Where in the records does the word "opened" appear? Copy each line that holds it.
[[ Dataset records open ]]
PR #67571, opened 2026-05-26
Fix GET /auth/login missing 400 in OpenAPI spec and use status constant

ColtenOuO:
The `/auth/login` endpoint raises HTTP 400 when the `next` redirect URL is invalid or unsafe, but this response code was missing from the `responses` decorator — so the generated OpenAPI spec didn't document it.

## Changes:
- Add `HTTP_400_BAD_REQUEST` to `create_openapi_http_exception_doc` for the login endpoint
[[ Dataset records closed ]]
[[ Dataset records open ]]
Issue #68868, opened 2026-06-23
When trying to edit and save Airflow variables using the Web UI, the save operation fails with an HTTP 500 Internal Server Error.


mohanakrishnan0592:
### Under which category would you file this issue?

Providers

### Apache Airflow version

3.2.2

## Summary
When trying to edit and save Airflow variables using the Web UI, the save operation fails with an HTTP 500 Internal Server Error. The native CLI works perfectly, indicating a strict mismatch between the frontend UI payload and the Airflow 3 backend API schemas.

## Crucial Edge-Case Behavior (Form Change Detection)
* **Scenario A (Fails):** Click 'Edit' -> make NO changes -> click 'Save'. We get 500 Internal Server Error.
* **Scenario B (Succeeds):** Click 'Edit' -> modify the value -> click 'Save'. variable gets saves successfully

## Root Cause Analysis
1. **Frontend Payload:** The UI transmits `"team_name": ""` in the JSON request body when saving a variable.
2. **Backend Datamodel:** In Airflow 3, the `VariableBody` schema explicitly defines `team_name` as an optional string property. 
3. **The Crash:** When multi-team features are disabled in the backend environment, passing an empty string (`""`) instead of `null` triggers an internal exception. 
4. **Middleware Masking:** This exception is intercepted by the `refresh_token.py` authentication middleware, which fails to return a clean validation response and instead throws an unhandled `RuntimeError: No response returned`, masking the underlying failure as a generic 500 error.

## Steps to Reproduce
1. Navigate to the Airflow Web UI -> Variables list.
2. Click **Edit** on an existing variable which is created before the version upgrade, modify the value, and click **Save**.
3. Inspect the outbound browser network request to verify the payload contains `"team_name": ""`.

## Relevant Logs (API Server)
[[ Dataset records closed ]]
__Answer for the task__:
PR #67571, opened 2026-05-26
Issue #68868, opened 2026-06-23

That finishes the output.